At the tail end of my Keene State College years, after having worked at the Ellis Hotel on Elm Street, and the C. L. Lane Bucket factory in West Swanzey -- but just before I set the record for monkey bars produced in an 8 hour shift at Whitney Brothers in Marlborough -- I took a job at a tannery in Winchendon, Massachusetts.

I carpooled in with a bunch of regulars. The foreman, a big guy named Zwolinsky whose daughter was a college classmate, led me up some scaffolding to a place where a bird's eye view of the parking lot might be had if one chose to look -- which we did not as the footing was precarious and the task was to dump 80 lb. bags of sugar into a feeder vat before (or perhaps after) opening petcocks to release steam and sulfuric acid into the mix.

Having gotten that tea brewing Mr. Zwolinsky escorted me to the bowels of the factory where a series of ten coal fired ovens required constant raking with a long handled shovel because a shipment of bad coal was clogging the ovens, reducing the heat output. I did that for the rest of the morning.

At lunch six burly men all named Moose, whose lives were spent hoisting heavy hides from the dipping tanks, silently crammed sandwiches into their mouths as fast as they could go, their hands and forearms multicolored like those of children run amuck in Easter egg design. A man not named Moose and not much older than me, though already a veteran, leaned forward to offer advice: "This here's not bad work for me, but once you get through college don't come back here." I nodded as Zwolinsky beckoned for me to follow. I was relieved to see that I was to work outside.

But not relieved for long. A whole railroad car of bad coal awaited. Normally a chute would be opened in the center of the floor of the car and the coal would slide out. This coal had no slide, so my job for the next four hours was to encourage the coal to vacate the car.

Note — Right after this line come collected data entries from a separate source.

PR #4670, opened 2020-05-10
[WIP] Make Pooch lazily create directories for python 3.7+

hmaarrfk:
## Description

@jni just opening this up as a potential solution for #4660

## Checklist

  existing benchmark
- [ ] Unit tests

## For reviewers

  later.

### DIFF
--- a/skimage/__init__.py
+++ b/skimage/__init__.py
@@ -130,7 +130,17 @@ else:
                              img_as_ubyte,
                              img_as_bool,
                              dtype_limits)
-    from .data import data_dir
     from .util.lookfor import lookfor
+
+    if sys.version_info < (3, 7):
+        from .data import data_dir
+
+def __getattr__(name):
+    if name == 'data_dir':
+        from .data import data_dir
+        return data_dir
+    else:
+        raise AttributeError(f"module '{__name__}' has no attribute '{name}'")
+
 
 del sys
--- a/skimage/data/__init__.py
+++ b/skimage/data/__init__.py
@@ -51,12 +51,17 @@ __all__ = ['data_dir',
            'shepp_logan_phantom',
            'stereo_motorcycle']
 
+_IMAGE_FETCHER = None
 legacy_data_dir = osp.abspath(osp.dirname(__file__))
+_data_dir = legacy_data_dir
 skimage_distribution_dir = osp.join(legacy_data_dir, '..')
 
+has_pooch = True
 try:
+    import pooch
     from pooch.utils import file_hash
 except ModuleNotFoundError:
+    has_pooch = False
     # Function taken from
     # https://github.com/fatiando/pooch/blob/master/pooch/utils.py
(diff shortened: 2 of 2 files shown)


skimage/__init__.py
```diff
@@ -130,7 +130,17 @@ def _raise_build_error(e):
                              img_as_ubyte,
                              img_as_bool,
                              dtype_limits)
-    from .data import data_dir
     from .util.lookfor import lookfor
 
+    if sys.version_info < (3, 7):
+        from .data import data_dir
+
+def __getattr__(name):
```
emmanuelle, line 138: very nice use of py3.7+ lazy loading :-).

hmaarrfk: Yeah, lets work on this in a bit. I want to get this PR to be really tiny, since it is hard to test in a pytest way.

jni:
@hmaarrfk thanks! Can you rebase now that #4666 is merged?

`lazy_pooch` is a great branch name, reminds me of my greyhound. =D This is him right now:

IMG_4310

😃

skimage/__init__.py
jni: Honestly that was my quick and dirty attempt. I am convinced there is an elegant solution here without even global variables, but it's been a long week (gave a skimage+napari workshop today) and I'm just not seeing it. I'm happy to have another pass at this in a few days after recharging my batteries, but anyone should feel free to give it a go in the meantime!

hmaarrfk: I think image_fetcher needs to be made a class.... Was thinking about this problem in the shower and you know that is where the best ideas come!

hmaarrfk:
ok i rebased, but i must admit it needs serious review in light of some organizational changes in the original branch. sorry about that one.

I'm also still not convinced that `exist_ok=True` doesn't fix things for the affected user in the original issue.

emmanuelle:
@jni @hmaarrfk if you think this PR is going to take some time to get merged in I can also release 0.17.2 with pooch an optional dependency and 0.17.3 after this one is merged. Please tell me!

jni:
@emmanuelle please do it! Optional pooch will already solve the problem for the OP of #4660 since they are not using the sample data at all.

skimage/__init__.py
jni: You're right. The whole problem is that we have to keep track of a lot of state — that's what classes are for! I was stubbornly treating the whole module as a big class.

hmaarrfk:
Definitely do it. This will help people building on automated machines for sure. Unless they use conda...

sciunto:
THe issue #4660 is solved. Is this still useful in any sense?

hmaarrfk:
I think the correct solution is a two pronged approach:

Leaving the `data_dir` pointing to the old datasets. 

Allowing users that have pooch installed use the newer, larger datasets.

I'm not super convinced, I have all the use cases right, I'll try to write a spec.

PR #148, opened 2019-04-17
TOOLS-2259 Properly check for connection establishment before executing

patrickfreed:
This was already approved in the common repository, but there needed to be some changes in the tools that I didn't anticipate. Mainly, some of our unit tests were creating full instances of the tools they were testing, including setting up connection infrastructure. Now that we actually test that infrastructure properly, they were failing because there was no server to connect to. This patch fixes those tests. 

Additionally, mongostat was not checking for an error on connection establishment, which it now does.

### DIFF
--- a/mongofiles/mongofiles_test.go
+++ b/mongofiles/mongofiles_test.go
@@ -608,7 +608,7 @@ func TestDefaultWriteConcern(t *testing.T) {
 	})
 
 	Convey("with no URI and no write concern option", t, func() {
-		mf, err := getMongofilesWithArgs("get", "filename")
+		mf, err := getMongofilesWithArgs("get", "filename", "--port", "33333")
 		So(err, ShouldBeNil)
 		So(mf.SessionProvider.DB("test").WriteConcern(), ShouldResemble, writeconcern.New(writeconcern.WMajority()))
 	})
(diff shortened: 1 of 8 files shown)


mongofiles/mongofiles_test.go
```diff
@@ -137,6 +137,20 @@ func simpleMongoFilesInstanceWithFilenameAndID(command, fname, ID string) (*Mong
...
 }
 
+// simpleMockMongoFilesInstanceWithFilename gets an instance of MongoFiles with no underlying SessionProvider.
+// Use this for tests that don't communicate with the server (e.g. options parsing tests)
+func simpleMockMongoFilesInstanceWithFilename(command, fname string) *MongoFiles {
+	return &MongoFiles{
+		ToolOptions:     toolOptions,
+		InputOptions:    &InputOptions{},
+		StorageOptions:  &StorageOptions{GridFSPrefix: "fs", DB: testDB},
+		SessionProvider: nil,
```
divjotarora: nit: you don't need to initialize things to their zero-values. `SessionProvider` and `Id` can be skipped in the struct initialization.

mongostat/main/mongostat.go
```diff
@@ -237,7 +237,10 @@ func main() {
 	}
 
 	for _, v := range seedHosts {
-		stat.AddNewNode(v)
+		if err := stat.AddNewNode(v); err != nil {
```
divjotarora: Good catch. Can you file a ticket to add errcheck to our CI process? We shouldn't be forgetting errors anywhere.

patrickfreed: Filed https://jira.mongodb.org/browse/TOOLS-2266

mongofiles/mongofiles_test.go
patrickfreed: Fixed. Thanks for pointing this out (again). I'm used to swift where you need to explicitly define an initializer that allows you to omit certain properties.

PR #151, opened 2019-04-25
TOOLS-1956 Use the bulk write API in mongoimport

divjotarora:
The relevant changes in common are in `buffered_bulk.go`.

Evergreen patch: https://evergreen.mongodb.com/version/5cc0f2c79ccd4e1880ffc02d


xdg:
I can't look at this today.  Maybe add @kmahar as another reviewer?

mongoimport/mongoimport.go
```diff
@@ -512,49 +501,25 @@ readLoop:
...
-}
-
-func (imp *MongoImport) newUpserter(collection *mongo.Collection, bypassDocValidation bool) *upserter {
-	return &upserter{
-		imp:         imp,
-		collection:  collection,
-		insertOpts:  driverOpts.InsertOne().SetBypassDocumentValidation(bypassDocValidation),
-		replaceOpts: driverOpts.Replace().SetBypassDocumentValidation(bypassDocValidation).SetUpsert(true),
-		updateOpts:  driverOpts.Update().SetBypassDocumentValidation(bypassDocValidation).SetUpsert(true),
+func (imp *MongoImport) insertDocument(inserter *db.BufferedBulkInserter, document bson.D) error {
```
patrickfreed: I would suggest renaming this to something more generic since we're doing merges and upserts here too, not just inserts. Maybe `importDocument`?

vendor/github.com/mongodb/mongo-tools-common/db/buffered_bulk.go
```diff
@@ -12,85 +12,99 @@ import (
...
 func (bb *BufferedBulkInserter) resetBulk() {
-	bb.documents = make([]interface{}, 0, bb.docLimit)
-	bb.byteCount = 0
+	bb.writeModels = make([]mongo.WriteModel, 0, bb.docLimit)
 	bb.docCount = 0
 }
 
-// Insert adds a document to the buffer for bulk insertion. If the buffer is
-// full, the bulk insert is made, returning any error that occurs.
+// Insert adds a document to the buffer for bulk insertion. If the buffer is full, the bulk write is done, returning
```
patrickfreed: I think rewording here (and in other places with similar language) to "If the buffer _becomes_ full, the bulk write is _performed_". Note the first change accompanies a semantic change I mention below, and the second one is more of a nit.

vendor/github.com/mongodb/mongo-tools-common/db/buffered_bulk.go
```diff
@@ -12,85 +12,99 @@ import (
...
+
+func (bb *BufferedBulkInserter) SetUpsert(upsert bool) {
+	bb.upsert = upsert
 }
 
 // throw away the old bulk and init a new one
 func (bb *BufferedBulkInserter) resetBulk() {
-	bb.documents = make([]interface{}, 0, bb.docLimit)
-	bb.byteCount = 0
+	bb.writeModels = make([]mongo.WriteModel, 0, bb.docLimit)
```
patrickfreed: Since we're never resizing this slice, I think we can reuse the memory by doing something like `bb.writeModels = bb.writeModels[:0]`

vendor/github.com/mongodb/mongo-tools-common/db/buffered_bulk.go
```diff
@@ -12,85 +12,99 @@ import (
...
-	// coded, it should be based on the server's ismaster response.
-	if bb.docCount >= bb.docLimit || bb.byteCount+len(rawBytes) > MaxBSONSize {
+// the bulk write is done, returning any error that occurs.
+func (bb *BufferedBulkInserter) InsertRaw(rawBytes []byte) error {
+	return bb.addModel(mongo.NewInsertOneModel().SetDocument(rawBytes))
+}
+
+func (bb *BufferedBulkInserter) addModel(model mongo.WriteModel) error {
+	var err error
+	if bb.docCount > bb.docLimit {
```
patrickfreed: I think it would be better if we make this check (and subsequent flush) _after_ adding the model. That way, the write occurs as soon as the buffer is full, rather than waiting for the next insert or an explicit flush.

vendor/github.com/mongodb/mongo-tools-common/db/buffered_bulk.go
divjotarora: Done

vendor/github.com/mongodb/mongo-tools-common/db/buffered_bulk.go
divjotarora: Done for this and other functions.

vendor/github.com/mongodb/mongo-tools-common/db/buffered_bulk.go
divjotarora: done

mongoimport/mongoimport.go
divjotarora: done

vendor/github.com/mongodb/mongo-tools-common/db/buffered_bulk.go
```diff
@@ -12,85 +12,98 @@ import (
...
+	return bb.addModel(mongo.NewReplaceOneModel().SetFilter(selector).SetReplacement(replacement).SetUpsert(bb.upsert))
+}
+
+// InsertRaw adds a document, represented as raw bson bytes, to the buffer for bulk insertion. If the buffer becomes full,
+// the bulk write is performed, returning any error that occurs.
+func (bb *BufferedBulkInserter) InsertRaw(rawBytes []byte) error {
+	return bb.addModel(mongo.NewInsertOneModel().SetDocument(rawBytes))
+}
+
+func (bb *BufferedBulkInserter) addModel(model mongo.WriteModel) error {
```
kmahar: nit: while this is internal, this is where the interesting behavior described in docstrings above is actually happening. might be worth adding docstring here too.

vendor/github.com/mongodb/mongo-tools-common/db/buffered_bulk.go
```diff
@@ -12,85 +12,98 @@ import (
...
 
-// Insert adds a document to the buffer for bulk insertion. If the buffer is
-// full, the bulk insert is made, returning any error that occurs.
+// Insert adds a document to the buffer for bulk insertion. If the buffer becomes full, the bulk write is performed, returning
+// any error that occurs.
 func (bb *BufferedBulkInserter) Insert(doc interface{}) error {
 	rawBytes, err := bson.Marshal(doc)
 	if err != nil {
-		return fmt.Errorf("bson encoding error: %v", err)
+		return fmt.Errorf("bson encoding err: %v", err)
```
kmahar: changed for consistency, or?

mongoimport/mongoimport.go
```diff
@@ -466,18 +460,12 @@ func (imp *MongoImport) runInsertionWorker(readDocs chan bson.D) (err error) {
...
-
-		inserter = bufferedInserter
-	} else {
-		inserter = imp.newUpserter(collection, imp.IngestOptions.BypassDocumentValidation)
+	inserter := db.NewBufferedBulkInserter(collection, imp.IngestOptions.BulkBufferSize, !imp.IngestOptions.StopOnError)
+	inserter.SetBypassDocumentValidation(imp.IngestOptions.BypassDocumentValidation)
+	if !imp.IngestOptions.MaintainInsertionOrder {
+		inserter.Unordered()
 	}
+	inserter.SetUpsert(true)
```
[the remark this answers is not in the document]
divjotarora: In both the replace and update cases, we want to do upserts. It's ignored by the insert case because the insert command doesn't have an upsert option.

vendor/github.com/mongodb/mongo-tools-common/db/buffered_bulk.go
divjotarora: I don't remember changing this. Changed back to `error`.

vendor/github.com/mongodb/mongo-tools-common/db/buffered_bulk.go
divjotarora: done

vendor/github.com/mongodb/mongo-tools-common/db/buffered_bulk.go
```diff
@@ -67,30 +69,43 @@ func (bb *BufferedBulkInserter) Insert(doc interface{}) error {
...
 }
 
-// InsertRaw adds a document, represented as raw bson bytes, to the buffer for bulk insertion. If the buffer is full,
-// the bulk insert is made, returning any error that occurs.
-func (bb *BufferedBulkInserter) InsertRaw(rawBytes []byte) (err error) {
-	// flush if we are full
-	//
-	// XXX With OP_MSG the limit is larger; MaxBSONSize shouldn't be hard
-	// coded, it should be based on the server's ismaster response.
-	if bb.docCount >= bb.docLimit || bb.byteCount+len(rawBytes) > MaxBSONSize {
```
kmahar: do we not need to worry about this case anymore where we have too many bytes?

divjotarora: The driver's bulk write API should take care of batch splitting and ensuring each batch is appropriately sized. In theory, we could get rid of `docLimit` too and do one big bulk write at the end of mongoimport. I chose to leave in `docLimit` because this way, if there are unrecoverable errors, they'll be caught earlier rather than at the very end.

PR #155, opened 2019-05-04
minor: Update README set_goenv instructions

eplanet:
@xdg sorry :-(. You don't have to accept that PR :-D.


eplanet:
Actually there's another problem here: [missing dependencies](https://jira.mongodb.org/browse/TOOLS-1448). Maybe I missed something but it keeps failing because of that.

xdg:
Hi.  llmgo is private, but is vendored, so unless you're trying to update dependencies, I would think it would work.  Could you please give me an [SSCCE](http://sscce.org) so I can repro what you're seeing?

PR #163, opened 2019-07-08
TOOLS-2319 Sanitize URI logging

xdg:
Not all tools log the connection string.  Those that do now sanitize
the URI before logging.


xdg:
Thanks!

PR #165, opened 2019-07-10
TOOLS-2174 Fix dump/export error for autoIndexId:false

xdg:
Trivial fix; most of the CR is test code.

### DIFF
--- a/mongodump/mongodump_test.go
+++ b/mongodump/mongodump_test.go
@@ -832,3 +832,44 @@ func TestMongoDumpOplog(t *testing.T) {
 
 	})
 }
+
+// Test dumping a capped collection with autoIndexId:false.  As of MongoDB 4.0,
+// this is only allowed on the 'local' database.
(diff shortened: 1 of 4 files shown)


mongodump/mongodump_test.go
```diff
@@ -832,3 +832,44 @@ func TestMongoDumpOplog(t *testing.T) {
 
 	})
 }
+
+// Test dumping a capped collection with autoIndexId:false.  As of MongoDB 4.0,
```
kmahar: are we testing with capped for a reason other than that this was the user example? i.e. did this problem exist for non-capped collections with autoIndexId:false, too? just wondering sure if there's some relationship b/w capped collections and autoIndexId that I'm not aware of.

xdg: I tested capped because that was the case, but I spot checked and it applies to non-capped, too.  I'll drop back to non-capped for testing for clarity.

PR #166, opened 2019-07-16
Fix Readme Setup instructions - missing set_goenv

TeNNoX:
It took me quite a while to figure out why it won't build... (Maybe I should read scripts I execute beforehand :yum: )

It could also be done the other way around - just put `set_goenv` at the bottom of the script...


xdg:
Amended and applied as 7f9a7d6a1e66fd9803f3b7fb44d97710fccd0c9e.  Thanks!

PR #168, opened 2019-08-14
Use `EstimatedDocumentCount` instead `CountDocuments` for progress bar render

bozaro:
I am sure that the exact number of records in the progress bar is not important enough to read the collection twice.

### DIFF
--- a/mongodump/prepare.go
+++ b/mongodump/prepare.go
@@ -20,7 +20,6 @@ import (
 	"github.com/mongodb/mongo-tools-common/intents"
 	"github.com/mongodb/mongo-tools-common/log"
 	"github.com/mongodb/mongo-tools-common/util"
-	"go.mongodb.org/mongo-driver/bson"
 )
 
 type NilPos struct{}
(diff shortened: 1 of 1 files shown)


tfogo:
Hi @bozaro, thank you for your contribution. The `intent.Size` isn't actually used in generating the progress bars. It's used to prioritize which collections to start dumping first. But you're still correct, it's not necessary to run `CountDocuments()` for this. 

When I looked into how the progress bars were counting, I found that they were also using `CountDocuments()`. The progress bars are initialized in [mongodump.go#L614-L623](https://github.com/mongodb/mongo-tools/blob/3bb0ea0aaa/mongodump/mongodump.go#L614-L623). The `MongoDump.getCount()` method uses a utility in [mongodb/mongo-tools-common](https://github.com/mongodb/mongo-tools-common) which does call `CountDocuments()`. Based on your suggestion, I've opened a PR to fix that (https://github.com/mongodb/mongo-tools-common/pull/11) and switch it to use `EstimatedDocumentCount()`.

Thanks for your help! 👍

PR #169, opened 2019-08-20
TOOLS-2350 Print the correct output location

tfogo:
Sets `intent.Location` in the default case when `--archive` isn't set. Also moves setting the `intent.Location` to `MongoDump.NewIntentFromOptions()` since it feels like it makes more sense for this to be done at initialization.


tfogo:
I looked into it and it doesn't seem to be a problem.

PR #172, opened 2019-09-11
TOOLS-2268 Add --mode=delete option

tfogo:
When mode is set to delete, mongoimport will delete existing documents in the database with matching documents from the import file. No operation will be performed with non-matching documents. By default, the `_id` field will be used to match documents. Use `--upsertFields` to specify the fields against which to match existing documents.

A couple of notes: 
- The original ticket requested "remove" mode. I thought that "delete" was more in line with the MongoDB API and also sounds a bit more serious (which is a good thing for something that will delete data).
- The `--upsertFields` option is now mis-named. I think `--matchFields` might be a better name.


tfogo:
When I ran `dep ensure`, it added a bunch of missing files to the go driver package. It looks like it didn't change the revision (`d42ea72`), just those parts were missing in the repo for some reason. Any reason that would have happened?

xdg:
I agree on the `--upsertField` comment.  Why don't you open a ticket about it and add it to the CLI rationalization Epic.  I'll look at the code tomorrow.

mongoimport/mongoimport.go
```diff
@@ -490,7 +492,7 @@ readLoop:
 
 func (imp *MongoImport) updateCounts(result *mongo.BulkWriteResult, err error) {
 	if result != nil {
-		atomic.AddUint64(&imp.insertionCount, uint64(result.InsertedCount)+uint64(result.ModifiedCount)+uint64(result.UpsertedCount))
+		atomic.AddUint64(&imp.insertionCount, uint64(result.InsertedCount)+uint64(result.ModifiedCount)+uint64(result.UpsertedCount)+uint64(result.DeletedCount))
```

At the end of the day I scrunched into the back seat of a Chevy and was dropped off at the corner of Elm and West streets. Someone said "same time tomorrow", but I had the presence of mind to advise them not to wait too long. Off to my left was Court Street where I had an apartment. The campus lay half a mile in the other direction. Feeling a need for the distraction of a few hands of whist at the Student Center I turned right -- only to glimpse the reflection in a display window of someone from a minstrel show.

Prior to insurance sales this was the worst job I'd ever had. But even just two days of selling end of life benefits to indigent seniors, with a scripted approach that felt less like sales than coercion, proved entirely too dispiriting to continue. So . . . short career.